Deputy Provincial Leader of the Democratic Alliance in the North West
- In office 21 November 2020 – 29 July 2023
- Leader: Leon Basson
- Preceded by: Leon Basson
- Succeeded by: Cornel Dryer

Member of the North West Provincial Legislature
- Incumbent
- Assumed office 22 May 2019

Personal details
- Born: Bafana Freddy Sonakile Zamdela, Sasolburg, South African
- Party: Democratic Alliance
- Alma mater: North-West University (LLB)
- Occupation: Member of the Provincial Legislature
- Profession: Advocate Politician

= Freddy Sonakile =

South African politician

Bafana Freddy Sonakile is a South African advocate and politician who has been a Member of the North West Provincial Legislature for the Democratic Alliance since May 2019. He is the leader of the party's caucus in the legislature and the party's provincial chairperson. He had previously served as chief whip of the DA caucus in the legislature and as the deputy provincial leader of the party. Prior to serving in the provincial legislature, Sonakile had worked as a legal advisor at the provincial legislature.

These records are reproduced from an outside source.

PR #1347, opened 2025-02-18
Add raw_data_size to base_event.

hmadison:
#### Related Issue: N/A 

This is a follow on [from slack](https://opencybersecu-lz97379.slack.com/archives/C03C2QPSBPB/p1739819906117879).

#### Description of changes:

These changes add a `raw_data_size` field to `base_event`. This field can assist in answering questions related to the size of the incoming data. A key insight would be tracking situations where a system drastically increases or decreases the average size of a raw message. 

While it's possible to derive this calculation today if the underlying storage system supports counting the number of bytes in a field, it's not efficient to perform that calculation at scale (worst case: $`O(n \times m)`$). Adding this field allows for a much more efficient calculation, and also provides the ability to perform that calculation in situations where the storage system does not store the `raw_data` or stores it separate from the OCSF formatted event.

### DIFF
--- a/dictionary.json
+++ b/dictionary.json
@@ -4101,6 +4101,11 @@
       "description": "The raw event/finding data as received from the source.",
       "type": "string_t"
     },
+    "raw_data_size": {
+      "caption": "Raw Data Size",
+      "description": "The size of the raw data which was transformed into an OCSF event, in bytes.",
+      "type": "long_t"
+    },
     "raw_header": {
       "caption": "Raw Header",
       "description": "The email authentication header.",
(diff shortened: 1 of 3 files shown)


dictionary.json
```diff
@@ -4101,6 +4101,11 @@
       "description": "The raw event/finding data as received from the source.",
       "type": "string_t"
     },
+    "raw_data_size": {
+      "caption": "Raw Data Size",
+      "description": "The size of the raw data which was transformed into an event, in bytes.",
```
floydtree, line 4106: nit: `... transformed into an OCSF event ...` to make it more prescriptive.

floydtree (changes requested):

floydtree (approved):

mikeradka (approved):

Aniak5 (approved):
LGTM

PR #1349, opened 2025-02-20
Add references to process parentage guidance

mlmitch:
Reference added to the two main parentage attributes

I added the references to the attributes instead of the process object because I think it stands out a bit more in the UI if one is already considering process parentage.
Therefore people will be less likely to miss it.

image

### DIFF
--- a/dictionary.json
+++ b/dictionary.json
@@ -190,7 +190,8 @@
       "caption": "Ancestry",
       "description": "An array of Process Entities describing the extended parentage of this process object. Direct parent information sould be expressed through the <code>parent_process</code> attribute. The first array element is the direct parent of this process object. Subsequent list elements go up the process parentage hierarchy. That is, the array is sorted from newest to oldest process. It is recommended to only populate this field for the top-level process object.",
       "type": "process_entity",
-      "is_array": true
+      "is_array": true,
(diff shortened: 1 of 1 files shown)


mikeradka:
Awesome work on adding the reference @mlmitch, i think this may help give adopters clarity.

On the URL: `https://github.com/ocsf/ocsf-docs/blob/main/Articles/Representing Process Parentage.md` - this loads fine in my browser, but I wonder whether the spaces should be replaced with `%20` for good measure, i.e. `https://github.com/ocsf/ocsf-docs/blob/main/Articles/Representing%20Process%20Parentage.md` since spaces are technically not valid characters in URLs and can cause issues when attempting to access links.

zschmerber (approved):

mlmitch:
>  I wonder whether the spaces should be replaced with %20 for good measure 

This is what I started with actually and the links were broken because it seems the ocsf server does escaping.

So with these in the schema, the resulting link served in the UI is actually `https://github.com/ocsf/ocsf-docs/blob/main/Articles/Representing%20Process%20Parentage.md`.

If I put `https://github.com/ocsf/ocsf-docs/blob/main/Articles/Representing%20Process%20Parentage.md` in the schema, then `https://github.com/ocsf/ocsf-docs/blob/main/Articles/Representing%2520Process%2520Parentage.md` is served in the UI (which doesnt work).

floydtree (approved):

PR #1358, opened 2025-03-04
Updating Detection Finding to support representation of Anomaly Detections. Additionally, minor updates to discovery_details object.

floydtree:
#### Description of changes:

1. Adding a new object - `anomaly_analyses` as a part of Detection Finding
2. Converting `malware` as a native attribute of Detection Finding (currently it's only available as a part of the Security Control profile)
3. Creating `anomaly`, `baseline` & `observation` objects.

==Early life and education==
Sonakile was born in Zamdela, Sasolburg in the Orange Free State. He was raised by his mother. Sonakile obtained an LLB degree from the North-West University. He was then employed as a legal advisor at the North West Provincial Legislature. In 2018, Sonakile was one of the Mail & Guardian's 200 Young South Africans.

==Political career==
Sonakile is a member of the Democratic Alliance. After the 2019 provincial election, he returned to the provincial legislature, this time as a representative of the DA. He is one of four party representatives. The party's caucus elected him chief whip.

On 21 November 2020, Sonakile was elected deputy provincial leader of the DA in the North West, defeating Sello Seitlholo.

Sonakile was elected Leader of the DA caucus in the North West Legislature on 1 December 2021, succeeding Winston Rabotapi.

At the DA Provincial Conference on 29 July 2023, Sonakile was elected provincial chairperson as Cornel Dryer succeeded him as deputy provincial leader.